PR #298, opened 2021-01-08
[GH-1105] Update workloads in background periodically

ehigham:
## Purpose
https://broadinstitute.atlassian.net/browse/GH-1105

Implement the `update-workloads!` function called by the "workload-manager" (i.e. the background loop that keeps the workload database up-to-date).
- Only update "live" workloads (i.e. those that are not `:finished`)

Remove updating workloads from the `api/v1/workload` endpoint handler
- This is now done periodically.
- Still guarantees eventual consistency like the lazy implementation before.

In the test tools, get workload updates from workflow-launcher itself instead of talking to terra/cromwell directly.

## Questions
- Not sure how to best handle exceptions in the update loop. I'm expecting some db conflicts but not much else. If we can't connect to the database, we probably don't want to bring the server down. If there's a data issue, maybe we do?

### DIFF
--- a/api/src/wfl/api/workloads.clj
+++ b/api/src/wfl/api/workloads.clj
@@ -104,9 +104,9 @@
   :default
   [_ body]
   (throw
-    (ex-info "Failed to update workload - no such pipeline"
-      {:cause body
-       :type  ::invalid-pipeline})))
+   (ex-info "Failed to update workload - no such pipeline"
+            {:cause body
+             :type  ::invalid-pipeline})))
 
 (defn default-load-workload-impl
   [tx workload]
--- a/api/src/wfl/api/workloads.clj
+++ b/api/src/wfl/api/workloads.clj
@@ -102,9 +102,11 @@
 
 (defmethod update-workload!
   :default
-  [tx workload]
-  (postgres/update-workload! tx workload)
-  (load-workload-for-id tx (:id workload)))
+  [_ body]
+  (throw
+    (ex-info "Failed to update workload - no such pipeline"
+      {:cause body
+       :type  ::invalid-pipeline})))
 
 (defn default-load-workload-impl
   [tx workload]
--- a/api/src/wfl/api/workloads.clj
+++ b/api/src/wfl/api/workloads.clj
@@ -64,13 +64,13 @@
   "Use transaction `tx` to load `workload`(s) with `project`."
   [tx project]
   (let [do-load   (partial load-workload-impl tx)]
-    (map do-load (jdbc/query tx ["SELECT * FROM workload WHERE project = ?" project]))))
+    (mapv do-load (jdbc/query tx ["SELECT * FROM workload WHERE project = ?" project]))))
 
 (defn load-workloads
   "Use transaction TX to load all known `workloads`"
   [tx]
   (let [do-load (partial load-workload-impl tx)]
-    (map do-load (jdbc/query tx ["SELECT * FROM workload"]))))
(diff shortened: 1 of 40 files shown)


api/src/wfl/service/postgres.clj
```diff
@@ -42,6 +42,15 @@
...
     (throw (ex-info (format "Table %s does not exist" table) {:cause "no-such-table"}))))
 
+(defn ^:private cromwell-status
+  "`status` of the workflow with `uuid` in `cromwell`."
+  [cromwell uuid]
+  (-> (str/join "/" [cromwell "api" "workflows" "v1" uuid "status"])
+      (http/get {:headers (once/get-auth-header)})
+      :body
+      util/parse-json
+      :status))
```
tbl3rd, line 52: Consolidate this cromwell-status with the one in workloads.clj?

api/src/wfl/api/workloads.clj
```diff
@@ -64,13 +64,13 @@
...
   (let [do-load   (partial load-workload-impl tx)]
-    (map do-load (jdbc/query tx ["SELECT * FROM workload WHERE project = ?" project]))))
+    (mapv do-load (jdbc/query tx ["SELECT * FROM workload WHERE project = ?" project]))))
 
 (defn load-workloads
   "Use transaction TX to load all known `workloads`"
   [tx]
   (let [do-load (partial load-workload-impl tx)]
-    (map do-load (jdbc/query tx ["SELECT * FROM workload"]))))
+    (mapv do-load (jdbc/query tx ["SELECT * FROM workload"]))))
```
tbl3rd, line 73: Why the `mapv`s?

tbl3rd: Ah, to force query completion within the transaction?

api/test/wfl/tools/workloads.clj
```diff
@@ -206,13 +199,9 @@
...
     (wfl.api.workloads/load-workload-for-id tx id)))
 
-;; `doall` is required here for testing otherwise the moment test uses
-;; the result and tries to force realizing, the db tx is already closed
-;;
 (defn load-workloads-with-project [project]
   (jdbc/with-db-transaction [tx (fixtures/testing-db-config)]
-    (doall
-     (wfl.api.workloads/load-workloads-with-project tx project))))
+    (wfl.api.workloads/load-workloads-with-project tx project)))
```
tbl3rd, line 204: The `mapv`s explained.

api/src/wfl/server.clj
```diff
@@ -98,9 +116,10 @@
       (isCancelled [_] false)
       (isDone [_] (.isStopped server)))))
```
tbl3rd, line 117: The start-workload-manager docstring is in the "wrong" place. Intentional?

tbl3rd (approved):
Better and simpler than without the background updating. Nice.

api/src/wfl/service/postgres.clj
ehigham: Good spot! That one isn't used so I'll just remove it!

api/src/wfl/api/workloads.clj
ehigham: Exactly - I could have added `doall`s everywhere but I think eager evaluation is used more commonly.

api/src/wfl/server.clj
ehigham: Thanks!

PR #300, opened 2021-01-11
[GH-1129] Avoid NPE in /exec by properly renaming keys

jack-r-warren:
### Purpose

- https://broadinstitute.atlassian.net/browse/GH-1129

### Changes

- Also rename keys in /exec
- Make /create and /exec look more similar\
- Add a test to catch this

### Review Instructions

- Reproduction steps [are here](https://broadinstitute.atlassian.net/browse/GH-1129), against a local instance of this branch it'll not throw a NPE.
- This is my bad, I just didn't get how exec worked--I thought it delegated higher up the chain and it doesn't, so we have to rename the keys in both cases. I tried to make the functions a bit more similar to highlight this fact in the future, since they do actually have to do the same thing.

### DIFF
--- a/api/src/wfl/api/handlers.clj
+++ b/api/src/wfl/api/handlers.clj
@@ -111,10 +111,10 @@
 (defn post-exec
   "Create and start workload described in BODY of REQUEST"
   [request]
-  (jdbc/with-db-transaction [tx (postgres/wfl-db-config)]
-    (let [workload-request (-> (:body-params request)
-                               (rename-keys {:cromwell :executor}))]
-      (logr/info "post-exec endpoint called: " workload-request)
+  (let [workload-request (-> (:body-params request)
+                             (rename-keys {:cromwell :executor}))]
+    (logr/info "post-exec endpoint called: " workload-request)
+    (jdbc/with-db-transaction [tx (postgres/wfl-db-config)]
       (->>
        (gcs/userinfo request)
        :email
--- a/api/src/wfl/api/handlers.clj
+++ b/api/src/wfl/api/handlers.clj
@@ -62,17 +62,17 @@
            succeed))))
 
 (defn post-create
-  "Create the workload described in BODY of REQUEST."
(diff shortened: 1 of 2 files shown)


api/src/wfl/api/handlers.clj
```diff
@@ -112,8 +112,9 @@
   "Create and start workload described in BODY of REQUEST"
   [request]
   (jdbc/with-db-transaction [tx (postgres/wfl-db-config)]
-    (let [workload-request (:body-params request)]
-      (logr/info "executing workload-request: " workload-request)
+    (let [workload-request (-> (:body-params request)
+                               (rename-keys {:cromwell :executor}))]
```
tbl3rd, line 116: Lift this out of the transaction for consistency with `post-create`.

tbl3rd (approved):

api/src/wfl/api/handlers.clj
```diff
@@ -62,17 +62,17 @@
...
 (defn post-create
-  "Create the workload described in BODY of REQUEST."
-  [{:keys [parameters] :as request}]
-  (let [{:keys [body]} parameters
-        {:keys [email]} (gcs/userinfo request)]
-    (logr/infof "post-create endpoint called: body=%s" body)
+  "Create the workload described in REQUEST."
+  [request]
+  (let [workload-request (-> (:body-params request)
+                             (rename-keys {:cromwell :executor}))
```
rexwangcc, line 68: interesting, now I almost feel like we want to put this renaming in a middleware :P (maybe too crazy?)

rexwangcc (approved):

api/src/wfl/api/handlers.clj
jack-r-warren: :runs screaming:

tbl3rd: No. This renaming is a workaround for API compatibility.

Problem to work on: Would you reproduce the full listing shown above, word for word?

Answer:
PR #298, opened 2021-01-08
[GH-1105] Update workloads in background periodically

ehigham:
## Purpose
https://broadinstitute.atlassian.net/browse/GH-1105

Implement the `update-workloads!` function called by the "workload-manager" (i.e. the background loop that keeps the workload database up-to-date).
- Only update "live" workloads (i.e. those that are not `:finished`)

Remove updating workloads from the `api/v1/workload` endpoint handler
- This is now done periodically.
- Still guarantees eventual consistency like the lazy implementation before.

In the test tools, get workload updates from workflow-launcher itself instead of talking to terra/cromwell directly.

## Questions
- Not sure how to best handle exceptions in the update loop. I'm expecting some db conflicts but not much else. If we can't connect to the database, we probably don't want to bring the server down. If there's a data issue, maybe we do?

### DIFF
--- a/api/src/wfl/api/workloads.clj
+++ b/api/src/wfl/api/workloads.clj
@@ -104,9 +104,9 @@
   :default
   [_ body]
   (throw
-    (ex-info "Failed to update workload - no such pipeline"
-      {:cause body
-       :type  ::invalid-pipeline})))
+   (ex-info "Failed to update workload - no such pipeline"
+            {:cause body
+             :type  ::invalid-pipeline})))
 
 (defn default-load-workload-impl
   [tx workload]
--- a/api/src/wfl/api/workloads.clj
+++ b/api/src/wfl/api/workloads.clj
@@ -102,9 +102,11 @@
 
 (defmethod update-workload!
   :default
-  [tx workload]
-  (postgres/update-workload! tx workload)
-  (load-workload-for-id tx (:id workload)))
+  [_ body]
+  (throw
+    (ex-info "Failed to update workload - no such pipeline"
+      {:cause body
+       :type  ::invalid-pipeline})))
 
 (defn default-load-workload-impl
   [tx workload]
--- a/api/src/wfl/api/workloads.clj
+++ b/api/src/wfl/api/workloads.clj
@@ -64,13 +64,13 @@
   "Use transaction `tx` to load `workload`(s) with `project`."
   [tx project]
   (let [do-load   (partial load-workload-impl tx)]
-    (map do-load (jdbc/query tx ["SELECT * FROM workload WHERE project = ?" project]))))
+    (mapv do-load (jdbc/query tx ["SELECT * FROM workload WHERE project = ?" project]))))
 
 (defn load-workloads
   "Use transaction TX to load all known `workloads`"
   [tx]
   (let [do-load (partial load-workload-impl tx)]
-    (map do-load (jdbc/query tx ["SELECT * FROM workload"]))))
(diff shortened: 1 of 40 files shown)


api/src/wfl/service/postgres.clj
```diff
@@ -42,6 +42,15 @@
...
     (throw (ex-info (format "Table %s does not exist" table) {:cause "no-such-table"}))))
 
+(defn ^:private cromwell-status
+  "`status` of the workflow with `uuid` in `cromwell`."
+  [cromwell uuid]
+  (-> (str/join "/" [cromwell "api" "workflows" "v1" uuid "status"])
+      (http/get {:headers (once/get-auth-header)})
+      :body
+      util/parse-json
+      :status))
```
tbl3rd, line 52: Consolidate this cromwell-status with the one in workloads.clj?

api/src/wfl/api/workloads.clj
```diff
@@ -64,13 +64,13 @@
...
   (let [do-load   (partial load-workload-impl tx)]
-    (map do-load (jdbc/query tx ["SELECT * FROM workload WHERE project = ?" project]))))
+    (mapv do-load (jdbc/query tx ["SELECT * FROM workload WHERE project = ?" project]))))
 
 (defn load-workloads
   "Use transaction TX to load all known `workloads`"
   [tx]
   (let [do-load (partial load-workload-impl tx)]
-    (map do-load (jdbc/query tx ["SELECT * FROM workload"]))))
+    (mapv do-load (jdbc/query tx ["SELECT * FROM workload"]))))
```
tbl3rd, line 73: Why the `mapv`s?

tbl3rd: Ah, to force query completion within the transaction?

api/test/wfl/tools/workloads.clj
```diff
@@ -206,13 +199,9 @@
...
     (wfl.api.workloads/load-workload-for-id tx id)))
 
-;; `doall` is required here for testing otherwise the moment test uses
-;; the result and tries to force realizing, the db tx is already closed
-;;
 (defn load-workloads-with-project [project]
   (jdbc/with-db-transaction [tx (fixtures/testing-db-config)]
-    (doall
-     (wfl.api.workloads/load-workloads-with-project tx project))))
+    (wfl.api.workloads/load-workloads-with-project tx project)))
```
tbl3rd, line 204: The `mapv`s explained.

api/src/wfl/server.clj
```diff
@@ -98,9 +116,10 @@
       (isCancelled [_] false)
       (isDone [_] (.isStopped server)))))
```
tbl3rd, line 117: The start-workload-manager docstring is in the "wrong" place. Intentional?

tbl3rd (approved):
Better and simpler than without the background updating. Nice.

api/src/wfl/service/postgres.clj
ehigham: Good spot! That one isn't used so I'll just remove it!

api/src/wfl/api/workloads.clj
ehigham: Exactly - I could have added `doall`s everywhere but I think eager evaluation is used more commonly.

api/src/wfl/server.clj
ehigham: Thanks!

PR #300, opened 2021-01-11
[GH-1129] Avoid NPE in /exec by properly renaming keys

jack-r-warren:
### Purpose

- https://broadinstitute.atlassian.net/browse/GH-1129

### Changes

- Also rename keys in /exec
- Make /create and /exec look more similar\
- Add a test to catch this

### Review Instructions

- Reproduction steps [are here](https://broadinstitute.atlassian.net/browse/GH-1129), against a local instance of this branch it'll not throw a NPE.
- This is my bad, I just didn't get how exec worked--I thought it delegated higher up the chain and it doesn't, so we have to rename the keys in both cases. I tried to make the functions a bit more similar to highlight this fact in the future, since they do actually have to do the same thing.

### DIFF
--- a/api/src/wfl/api/handlers.clj
+++ b/api/src/wfl/api/handlers.clj
@@ -111,10 +111,10 @@
 (defn post-exec
   "Create and start workload described in BODY of REQUEST"
   [request]
-  (jdbc/with-db-transaction [tx (postgres/wfl-db-config)]
-    (let [workload-request (-> (:body-params request)
-                               (rename-keys {:cromwell :executor}))]
-      (logr/info "post-exec endpoint called: " workload-request)
+  (let [workload-request (-> (:body-params request)
+                             (rename-keys {:cromwell :executor}))]
+    (logr/info "post-exec endpoint called: " workload-request)
+    (jdbc/with-db-transaction [tx (postgres/wfl-db-config)]
       (->>
        (gcs/userinfo request)
        :email
--- a/api/src/wfl/api/handlers.clj
+++ b/api/src/wfl/api/handlers.clj
@@ -62,17 +62,17 @@
            succeed))))
 
 (defn post-create
-  "Create the workload described in BODY of REQUEST."
(diff shortened: 1 of 2 files shown)


api/src/wfl/api/handlers.clj
```diff
@@ -112,8 +112,9 @@
   "Create and start workload described in BODY of REQUEST"
   [request]
   (jdbc/with-db-transaction [tx (postgres/wfl-db-config)]
-    (let [workload-request (:body-params request)]
-      (logr/info "executing workload-request: " workload-request)
+    (let [workload-request (-> (:body-params request)
+                               (rename-keys {:cromwell :executor}))]
```
tbl3rd, line 116: Lift this out of the transaction for consistency with `post-create`.

tbl3rd (approved):

api/src/wfl/api/handlers.clj
```diff
@@ -62,17 +62,17 @@
...
 (defn post-create
-  "Create the workload described in BODY of REQUEST."
-  [{:keys [parameters] :as request}]
-  (let [{:keys [body]} parameters
-        {:keys [email]} (gcs/userinfo request)]
-    (logr/infof "post-create endpoint called: body=%s" body)
+  "Create the workload described in REQUEST."
+  [request]
+  (let [workload-request (-> (:body-params request)
+                             (rename-keys {:cromwell :executor}))
```
rexwangcc, line 68: interesting, now I almost feel like we want to put this renaming in a middleware :P (maybe too crazy?)

rexwangcc (approved):

api/src/wfl/api/handlers.clj
jack-r-warren: :runs screaming:

tbl3rd: No. This renaming is a workaround for API compatibility.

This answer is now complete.